Setelah kapal KRI Silas Papare dimiliki oleh TNI AL kapal ini juga dilakukan pelayaran.

Saat kapal ini melakukan patroli untuk kesekian kalinya yaitu pada saat berada di
daerah kepulauan Natuna kapal ini mengalami insiden pada propulsinya (sistem penggerak
kapal) yang dimana terjadi pelepasan pada couple yang menghubungkan intermediate shaft
dengan tail shaft bagian kanan as propeller. Diketahui adanya modifikasi pada couple yang
dimana couple originalnya menggunakan couple tipe keyless dikarenakan adanya kerusakan
pada couple originalnya maka dimodifikasilah menjadi couple tipe spei (keyway). Akibat
adanya pelepasan pada couple, as propeller kapal pada bagian kanan menglami kemunduran
sepanjang 270 mm dan jika diabaikan maka as propeller dapat terlepas. Diketahui juga
intermediate shaft bagian kanan pada kapal ini mengalami porosity sehingga disarankan
untuk diganti dengan shaft yang lain karena sudah tidak layak lagi untuk digunakan.
Dilakukanlah pencarian shaft untuk menemukan / memilih salah satu intermediate shaft yang
layak dan optimal dipakai untuk menggantikan intermediate shaft kanan KRI Silas Papare
yang sudah tidak layak digunakan.

Pada akhirnya kapal ini berjalan menuju galangan PT PAL (Persero) dengan maksud
untuk docking dan bergerak dengan menggunakan satu propeller saja yaitu propeller pada
bagian kiri, sementara bagian kanan diikat dengan tujuan agar as propeller tidak terlepas
semuanya.

Gambar 3.2 as propeller kanan yang telah terikat.

10
3.2 Pengertian Couple (coupling)

Couple (coupling) merupakan salah satu komponen dari suatu rangkaian as propeller
yang berada pada shaft (poros) propeller yang berfungsi untuk mengkoneksikan antara shaft
satu dengan shaft lainnya yang dimana rangkaian as propeller terdapat 3 shaft pada kapal ini
yaitu thrust shaft, intermediate shaft dan tail shaft.
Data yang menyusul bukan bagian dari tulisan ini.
PR #9465, opened 2021-06-11
ENH: Make config.get_subjects_dir() work with pathlib.Path

hoechenberger:
I tried to follow the approach we've taken elsewhere:
according to docs, only support `str`, but in fact allow `path-like`
and cast to `str` allow support for `pathlib.Path`.


mne/utils/config.py
```diff
@@ -358,9 +358,12 @@ def get_subjects_dir(subjects_dir=None, raise_error=False):
     value : str | None
         The SUBJECTS_DIR value.
     """
+    _validate_type(item=subjects_dir, types=('path-like', None),
+                   item_name='subjects_dir', type_name='str or path-like')
+
     if subjects_dir is None:
         subjects_dir = get_config('SUBJECTS_DIR', raise_error=raise_error)
-    return subjects_dir
+    return str(subjects_dir)
```
larsoner, line 366: This can end up being `'None'` whereas before it could be `None`:
```
$ _MNE_FAKE_HOME_DIR=$PWD python -c "import mne; print(mne.utils.get_subjects_dir(None, raise_error=False))"
None
```
I think you need to protect the cast with a `if subjects_dir is not None`
```suggestion
    if subjects_dir is not None:
        subjects_dir = str(subjects_dir)
    return subjects_dir
```

agramfort (approved):

mne/utils/config.py
larsoner: (please also add a regression test for this if `pytest mne/utils` passes on your system without this change)

hoechenberger: But we already check for `None` in line 364, am I missing something?

hoechenberger: Hm okay seems one test is failing, never mind. I will look into this.

larsoner: `get_config` can return None (see my example above where it does this)

hoechenberger: Got it, thanks

hoechenberger:
I will add a test, please refrain from merging for now

hoechenberger:
@larsoner I've added a test that fails on `main`

mne/utils/tests/test_config.py
```diff
@@ -87,3 +87,20 @@ def test_sys_info():
...
+    assert get_subjects_dir(subjects_dir) == subjects_dir
+
+    # Path
+    subjects_dir = Path('/foo')
+    assert get_subjects_dir(subjects_dir) == str(subjects_dir)
+
+    # `None` in config
+    subjects_dir = None
+    set_config(key='SUBJECTS_DIR', value=subjects_dir, home_dir=tmpdir,
+               set_env=True)
```
larsoner, line 105: Tests should leave global state unmodified. Using set_env=True here will modify is.environ, hence possible affecting subsequent tests (for example if someone calls SUBJECTS_DIR=bad pytest...). You should use monkeypatch.delenv with raising=False instead.

hoechenberger: Thanks @larsoner, I didn't know about `monkeypatch.*`, good to know!

agramfort (approved):

agramfort:
Thx @hoechenberger

mne/utils/tests/test_config.py
```diff
@@ -87,3 +87,18 @@ def test_sys_info():
...
+    subjects_dir = '/foo'
+    assert get_subjects_dir(subjects_dir) == subjects_dir
+
+    # Path
+    subjects_dir = Path('/foo')
+    assert get_subjects_dir(subjects_dir) == str(subjects_dir)
+
+    # `None`
+    monkeypatch.delenv('SUBJECTS_DIR', raising=False)
+    assert get_subjects_dir() is None
```
larsoner, line 104: Reverting the `tmpdir` was an error, anyone with a `.mne/mne-python.json` file with `SUBJECTS_DIR` will have this test fail, such as for me locally on my macOS machine where I define it to be the MNE-sample-data dir:
```
____________________________________________________________________ test_get_subjects_dir _____________________________________________________________________
mne/utils/tests/test_config.py:104: in test_get_subjects_dir
    assert get_subjects_dir() is None
E   AssertionError: assert '/Users/larsoner/mne_data/MNE-sample-data/subjects' is None
E    +  where '/Users/larsoner/mne_data/MNE-sample-data/subjects' = get_subjects_dir()
```
I would just `monkeypatch.setenv('_MNE_FAKE_HOME_DIR', str(tmpdir))` so that `get_config` reroutes to a fake home dir

hoechenberger: Aaarghhh! Will fix in a followup PR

a. Thrust shaft merupakan poros pendorong yang menyatu pada gear box yang dimana
mendapatkan kekuatan putaran langsung dari gear box, terletak paling depan diantara
shaft – shaft yang lainnya.
b. Intermediate shaft atau poros antara merupakan poros yang terletak diantara thrust
shaft dan tail shaft. Poros ini berperan sebagai penerus dan penghubung antara thrust
shaft dengan tail shaft.
c. Tail shaft merupakan poros ekor yang terletak paling belakang diantara poros - poros
yang lainnya dan poros ini menerima beban paling berat diantara poros yang lainnya
karena diujung poros ini terdapat sebuah propeller.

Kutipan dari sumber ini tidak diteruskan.